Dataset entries
_ _ _ _ _ _ _
PR #7, opened 2017-02-16
Implement tags_from_interpreter

chriskuehl:


tests/identify_test.py
```diff
@@ -85,6 +85,9 @@ def test_tags_from_filename(filename, expected):
 
 @pytest.mark.parametrize(('interpreter', 'expected'), (
     ('python', {'python'}),
+    ('python3', {'python3', 'python'}),
+    ('python3.5.2', {'python3', 'python'}),
+    ('/usr/bin/python3.5.2', {'python3', 'python'}),
```
asottile: can you add a case for `/usr/bin/herpderpderpderpderp`.  I have a sneaking suspicion it infinite loops

chriskuehl: added, though it doesn't infinite loop (it gets cut down to `herpderpderpderpderp` right at the start, then the call to `rpartition` makes it the empty string after it doesn't match on the first iteration)

PR #12, opened 2017-02-18
Add a bunch more extensions

chriskuehl:
These come from cloning the 50 most starred GitHub repos and picking out extensions that seem like they should be added.


identify/extensions.py
```diff
@@ -4,62 +4,138 @@
...
 
 EXTENSIONS = {
+    'apinotes': {'text', 'apinotes'},
+    'asar': {'binary', 'asar'},
+    'bash': {'text', 'shell', 'bash'},
     'bat': {'text', 'batch'},
     'bz2': {'binary', 'bzip2'},
     'c': {'text', 'c'},
     'cc': {'text', 'c++'},
+    'cfg': {'text', 'conf'},
```
asottile: This is probably going to change the parsing of setup.cfg

identify/extensions.py
```diff
@@ -4,62 +4,138 @@
...
+    'pdf': {'binary', 'pdf'},
+    'pem': {'text', 'pem'},
+    'php': {'text', 'php'},
+    'php4': {'text', 'php'},
+    'php5': {'text', 'php'},
+    'plist': {'text', 'plist'},
     'png': {'binary', 'image', 'png'},
     'po': {'text', 'pofile'},
     'pp': {'text', 'puppet'},
+    'proto': {'binary', 'proto'},
```
asottile: Hmmm i thought these were text files

chriskuehl: yup they are, oops

identify/extensions.py
chriskuehl: yeah, not sure what to do. obviously `.conf`/`.cfg`/`.cnf` represent tons of different file formats

maybe we should just omit it (or just have `{'text'}`) since you can't reliably assume anything based on the type?

asottile: I was meaning towards omission as well (why I didn't fill out  . txt).  Maybe we just leave these as text and give higher priority to the named files?

asottile: Leaning*

chriskuehl:
@asottile made filename matches take precedence over extension matches so that, for example, `.cfg` can be very generic, but `setup.cfg` can be more specific.

PR #20, opened 2017-07-14
Use rpartion instead of if + split

asottile:
I keep thinking about this but also keep forgetting to try it, let's see what travis says :)


chriskuehl:
lol nice indentation

asottile:
lol, github editor

PR #31, opened 2017-11-13
add file extension for saltstack state files

soostdijck:


asottile:
@soostdijck aren't `.sls` files actually jinja templates over yaml?

soostdijck:
That's true, they can have jinja(2) in there so I suppose their own filetype is a good idea.

asottile:
@soostdijck thanks again for the PR!

This has been included in v1.0.7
_ _ _ _ _ _ _
■ **Task item**:
Copy, without any change, the lines above from the one containing "That's true, they" to the end, both ends included. Add nothing else.

■ **Task solution**:
That's true, they can have jinja(2) in there so I suppose their own filetype is a good idea.

asottile:
@soostdijck thanks again for the PR!

This has been included in v1.0.7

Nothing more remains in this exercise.